While the Court held that CIBC knew or should have known that it had failed to pay for overtime hours worked, the specific damages owing to any employees have not yet been determined. We hope that CIBC will stop challenging Class members’ overtime entitlements, and enter into a fair, reasonable and expeditious process for determining how much unpaid overtime is owing to class members.
December 13, 2019: Summary judgment motion argued
The motion for summary judgment was argued on December 12, 2019. Justice Belobaba of the Ontario Superior Court of Justice is expected to release a decision in February 2020.
The Toronto Star reported on the summary judgment motion here.
December 9, 2019: Date for summary judgment motion revised
The summary judgment motion is now scheduled for one day, December 12, 2019.
May 2019: New date scheduled for summary judgment motion
The summary judgment motion is now scheduled to be heard in Toronto by the Honourable Justice Edward Belobaba on December 11-13, 2019. The results of the motion will be posted on this website as soon as they are released by the Court.
August 29, 2017: Motion for summary judgment adjourned
In April 2017, CIBC delivered its responding record, which is the evidence the bank will rely on in opposing summary judgment. Ten days prior to that, CIBC disclosed hundreds of new documents to the Plaintiff for the first time, including results from internal surveys of bank employees. This resulted in a series of discussions and motions about disclosure of documents, which are ongoing.
March 9, 2017: Plaintiff files motion for summary judgment
The plaintiff has filed a motion for summary judgment against CIBC. This is a procedure that can be used where a party believes that there is “no genuine issue for trial”. If the judge agrees that there is no genuine issue for trial, the judge can determine all or part of the lawsuit in a summary manner without the need for a full trial.
The motion is scheduled to be heard by the Ontario Superior Court from August 29 to September 1, 2017.
February 13, 2014: Notice of Certification
NOTICE OF CERTIFICATION
On June 26, 2012, the Court of Appeal for Ontario certified the lawsuit of Dara Fresco v. Canadian Imperial Bank of Commerce as a class action. The lawsuit will now proceed to a trial of the common issues on a date to be set by the Court.
Read the CIBC Notice of Certification, which sets out important information for members of this class action.
Read the CIBC Direct Mail Notice that all members of the class action should receive in the mail.

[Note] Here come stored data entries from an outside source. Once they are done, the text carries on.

PR #256, opened 2020-11-10
check enrollment during canUserStartNewVersion

doombot-exe:


src/features/courses/course-controller.ts
```diff
@@ -2933,7 +2933,9 @@ class CourseController {
                         active: true
                     }
                 });
-                if (_.isNil(questionGrade)) throw new WrappedError(`Question id: ${question.id} has no corresponding grade.`);
+                if (_.isNil(questionGrade)) {
+                    throw new WrappedError(`Question id: ${question.id} has no corresponding grade.`);
```
red-tt-bear, line 2937: I see it was already there but this should be RederlyError

src/features/courses/course-controller.ts
```diff
@@ -3083,6 +3085,24 @@ class CourseController {
         if (!_.isNil(topic.studentTopicOverride) && topic.studentTopicOverride.length > 0) {
             topic = topic.getWithOverrides(topic.studentTopicOverride[0]) as CourseTopicContent;
         }
+        const unit = await topic.getUnit();
+        const course = await unit.getCourse();
+        const enroll = await course.getEnrolledStudents({
+            where: {
```
red-tt-bear, line 3091: Missing where clause params that we need
* dropDate is not null
* active true

src/features/courses/course-controller.ts
```diff
@@ -3083,6 +3085,24 @@ class CourseController {
...
+                userId: user.id,
+            }
+        });
+        if (_.isEmpty(enroll)) {
+            logger.warn(`User #${user.id} is not enrolled in course for topic #${topicId}.`);
```
red-tt-bear, line 3096: I don't think this warning should be here
This is not an error in anyway on the backend

The frontend should report the error since it got to a place it shouldn't have

red-tt-bear (changes requested):
Please fix get enrollments to have all appropriate where clauses

src/features/courses/course-controller.ts
doombot-exe: I think you mean dropDate _is_ null

PanopticaRising (approved):

src/features/courses/course-controller.ts
red-tt-bear: Yup, my bad

red-tt-bear (approved):

PR #257, opened 2020-11-11
Added code to list curriculum that filters out courses that do no mat…

PanopticaRising:
…ch the user's university OR is a rederly public course.

### DIFF
--- a/src/database/models/user.ts
+++ b/src/database/models/user.ts
@@ -26,7 +26,7 @@ export default class User extends Model {
 
   public courseEnrollments?: StudentEnrollment[]
 
-  public getUniversity!: HasOneGetAssociationMixin<University>;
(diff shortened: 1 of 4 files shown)


doombot-exe (approved):
:party-wizard:

src/database/models/user.ts
```diff
@@ -56,9 +56,9 @@ export default class User extends Model {
       as: 'role'
     });
 
-    User.belongsTo(University, {
-      foreignKey: 'universityId',
-      targetKey: 'id',
+    User.hasOne(University, {
```
red-tt-bear, line 59: I don't think this is doing what you expect it to do
I think this is adding an extra foreign key on the university

A user does belong to a university so I don't know why this would change

red-tt-bear (approved):

PR #264, opened 2020-11-17
Feature/red 282 grading page live look

doombot-exe:


src/features/courses/course-controller.ts
```diff
@@ -1217,10 +1217,37 @@ class CourseController {
...
+                    gradeInstance = await courseRepository.getCurrentInstanceForQuestion({
+                        questionId: options.questionId,
+                        userId: options.userId
+                    }); 
+                } else {
+                    // student grade instances do not have a direct reference to userId
+                    // we have to pass through the studentGrade to get there
+                    const questionGrade = await courseQuestion.getGrades({
+                        where: {
+                            userId: options.userId
```
red-tt-bear, line 1230: Should always have active true, though there is no way to set them as inactive right now

src/features/courses/course-controller.ts
```diff
@@ -1217,10 +1217,37 @@ class CourseController {
...
-                }); 
+                if (_.isNil(options.studentTopicAssessmentInfoId)) {
+                    gradeInstance = await courseRepository.getCurrentInstanceForQuestion({
+                        questionId: options.questionId,
+                        userId: options.userId
+                    }); 
+                } else {
+                    // student grade instances do not have a direct reference to userId
+                    // we have to pass through the studentGrade to get there
+                    const questionGrade = await courseQuestion.getGrades({
```
red-tt-bear, line 1228: variable name should be plural

src/features/courses/course-controller.ts
```diff
@@ -1217,10 +1217,37 @@ class CourseController {
...
+                            where: {
+                                studentTopicAssessmentInfoId: options.studentTopicAssessmentInfoId,
+                                studentGradeId: questionGrade[0].id,
+                                active: true
+                            }
+                        });
+                        if (!_.isNil(requestedGradeInstance)) {
+                            gradeInstance = requestedGradeInstance;
+                        } else {
+                            throw new IllegalArgumentException('The version you requested does not correspond to the requested user.');
```
red-tt-bear, line 1245: Couldn't this error message be misleading? If the student gradeId didn't exist?
Though granted I guess the error message still stands 🤷‍♂️

src/features/courses/course-controller.ts
```diff
@@ -2224,6 +2251,49 @@ class CourseController {
...
+                    courseWWTopicQuestionId: questionId,
+                    userId,
+                    active: true,
+                },
+                include
+            });
+            if (!_.isNil(grade)) {
+                return grade;
+            } else {
+                throw new Error('Did not find a student grade.');
```
red-tt-bear, line 2290: This should be rederly error, it helps in debugging and handling to know that the error came from within the application

Furthermore shouldn't this be an illegal argument except because this can be exercised by the API and is not an unhandled exception

src/features/courses/course-controller.ts
```diff
@@ -2224,6 +2251,49 @@ class CourseController {
...
+            }
+        } catch (e) {
+            throw new RederlyError(`Unable to get grade for user #${userId} and question #${questionId}`);
```
red-tt-bear, line 2293: Why are we try catching and then throwing again? Unless there is a specific error to send it makes sense to let it boil up so it can be handled accordingly

src/features/courses/course-route.ts
```diff
@@ -603,6 +603,57 @@ router.post('/question',
         }
     }));
 
+router.get('/question/:id/raw',
```
red-tt-bear, line 606: What is meant by get a raw question? I think we need a method comment on this one

src/features/courses/course-route.ts
```diff
@@ -603,6 +603,57 @@ router.post('/question',
...
+    authenticationMiddleware,
+    validate(getQuestionRawValidation),
+    // This is a typescript workaround since it tries to use the type extractMap
+    // eslint-disable-next-line @typescript-eslint/no-explicit-any
+    asyncHandler(async (req: RederlyExpressRequest<any, unknown, GetQuestionRawRequest.body, unknown>, _res: Response, next: NextFunction) => {
+        if (_.isNil(req.session)) {
+            throw new Error(Constants.ErrorMessage.NIL_SESSION_MESSAGE);
```
red-tt-bear, line 613: This is probably how it was because the Exceptions have been built out over time, but I think this should be RederlyError

src/features/courses/course-route.ts
```diff
@@ -603,6 +603,57 @@ router.post('/question',
...
+        }
+
+        const { id: questionId } = req.params as GetQuestionRawRequest.params;
+        const { userId } = req.query as GetQuestionRawRequest.query;
+        
+        try {
```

March 21, 2013: Supreme Court refuses leave to appeal
The Supreme Court of Canada has dismissed the employer’s application for leave to appeal. This means that the class action can proceed.

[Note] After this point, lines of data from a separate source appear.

PR #267, opened 2020-11-19
Feature/red 301 user UUID

red-tt-bear:
Make sure to review my other pr first otherwise you will be double reviewing changes

### DIFF
--- a/src/database/migrations/20201118202558-user-uuid.ts
+++ b/src/database/migrations/20201118202558-user-uuid.ts
@@ -1,0 +1,36 @@
+import { QueryInterface, DataTypes } from 'sequelize';
+
+export default {
+    up: async (queryInterface: QueryInterface): Promise<void> => {
+        // Transactions are automatically use because a namespace is injected into sequelize when fetching configurations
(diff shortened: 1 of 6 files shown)


src/database/migrations/20201118202558-user-uuid.ts
```diff
@@ -0,0 +1,53 @@
...
+            );
+
+            await queryInterface.changeColumn(
+                'users',
+                'user_uuid',
+                {
+                    type: DataTypes.UUID,
+                    allowNull: false,
+                    unique: true,
+                    defaultValue: DataTypes.UUIDV4
```
PanopticaRising, line 25: Is this a value or a type?

PanopticaRising (approved):

src/database/migrations/20201118202558-user-uuid.ts
red-tt-bear: This is an enum that represents a function that returns a value: like DataTypes.NOW

UUID is the type but it can be a v1 or a v4

PR #274, opened 2020-11-23
Feature/email templates library

PanopticaRising:


emails/verification/html.pug
```diff
@@ -0,0 +1,318 @@
...
+  meta(name='viewport' content='width=device-width')
+  // Forcing initial-scale shouldn't be necessary
+  meta(http-equiv='X-UA-Compatible' content='IE=edge')
+  // Use the latest (edge) version of IE rendering engine
+  meta(name='x-apple-disable-message-reformatting')
+  // Disable auto-scale in iOS 10 Mail entirely
+  title
+  // The title tag shows in email notifications, like Android 4.4.
+  link(href='https://fonts.googleapis.com/css?family=Poppins:200,300,400,500,600,700' rel='stylesheet')
+  link(rel="preconnect" href="https://fonts.gstatic.com")
```
PanopticaRising, line 14: Considering using `preload` instead: https://web.dev/uses-rel-preconnect/

package.json
```diff
@@ -82,7 +87,7 @@
     "cli": "ts-node ./src/cli.ts",
     "cli:debug": "node --inspect=5859 -r ts-node/register ./src/cli.ts",
     "cli:debug:watch": "nodemon -x npm run cli:debug",
-    "play": "ts-node src/playground/playground.ts",
+    "play": "ts-node src/playground/playground-pug.ts",
```
PanopticaRising, line 90: Revert

package.json
```diff
@@ -113,7 +118,7 @@
     "url": "git+https://github.com/rederly/backend.git"
   },
   "author": "Rederly",
-  "license": "GPL-3.0 License",
+  "license": "GPL-3.0-or-later",
```
PanopticaRising, line 121: Confirm or use a link to LICENSE.md

src/features/users/user-controller.ts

June 26, 2012: Court of Appeal certifies the class action
The Ontario Court of Appeal allowed Dara Fresco’s appeal and certified the class action. Click here to read the decision.
January 21, 2011: Court of Appeal grants permission to appeal
The Ontario Court of Appeal has granted Dara Fresco’s application for leave to appeal. The appeal was heard on November 30 and December 1 and 2, 2011, at the same time as the appeal in the Scotiabank unpaid overtime class action.

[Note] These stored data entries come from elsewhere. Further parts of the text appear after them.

PR #278, opened 2020-11-24
Cleanup

red-tt-bear:


PanopticaRising (approved):

package.json
```diff
@@ -36,6 +33,7 @@
     "pug": "^3.0.0",
     "qs": "^6.9.4",
     "sequelize": "^5.22.3",
+    "sequelize-cli": "^5.5.1",
```
red-tt-bear, line 36: Moved this to a normal dependency so it can be run on the prebuilt post pruned code

package.json
```diff
@@ -5,9 +5,6 @@
   "main": "index.js",
   "dependencies": {
     "@hapi/joi": "^15.1.1",
-    "@types/email-templates": "^7.1.0",
```
red-tt-bear, line 8: Moved these three to dev dependencies

Types should not be part of the build
Also acorn is a peer dependency of eslint which is a dev dependency (fixed the versino too)

PR #287, opened 2020-12-03
RED-317 Added warning logs for long running requests

red-tt-bear:


src/server.ts
```diff
@@ -34,15 +35,35 @@ const {
 
 const app = express();
 
-if (configurations.server.logAccess) {
-    app.use(morgan('dev', {
-        stream: {
-            write: (message): void => {
-                logger.info(message);
+app.use(morgan((tokens, req, res) => {
+    const responseTime = parseInt(tokens['response-time'](req, res) ?? '', 10);
```
PanopticaRising, line 39: I don't understand what's happening here. Is `tokens['response-time']` a function that takes the request and response objects?

red-tt-bear: This is pulled directly from their documentation under: `Using a custom format function`
http://expressjs.com/en/resources/middleware/morgan.html

tokens is an object of methods used to fetch details of the request
response-time is hyphenated so it need to be read from bracket notation
It can be null so I default to empty string which will resolve to NaN (which is checked for in the warning)

doombot-exe (approved):

PR #293, opened 2020-12-08
Added postbuild step to copy templates over to the built directory.

PanopticaRising:
We should consider adding `rimraf` instead of `rm -f`


package.json
```diff
@@ -11,8 +11,9 @@
     "boom": "^7.3.0",
     "cls-hooked": "^4.2.2",
     "cookie-parser": "^1.4.5",
+    "cpy-cli": "^3.1.1",
```
red-tt-bear, line 14: This should be a dev dependency

red-tt-bear (approved):

doombot-exe (approved):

September 10, 2010: Divisional Court upholds the decision of Justice Lax
A majority of a panel of the Divisional Court has upheld the decision of Justice Lax regarding certification. A third judge dissented, stating that she would have certified the action. We will seek leave to appeal the decision to the Court of Appeal.
June 18, 2009: Superior Court refuses to certify the class action
Justice Lax of the Ontario Superior Court denied our motion to certify Dara Fresco’s class action. The Court was not satisfied that there was sufficient evidence of systemic wrongdoing and was further of the opinion that the claims of the class members were not sufficiently common to permit the case to proceed as a class action. In particular, the court rejected the argument that the issue of the legality of the CIBC overtime policy was common to all class members and the resolution of the issue would substantially advance the litigation. The court found that the remaining criteria for certification had been met. We will appeal the decision.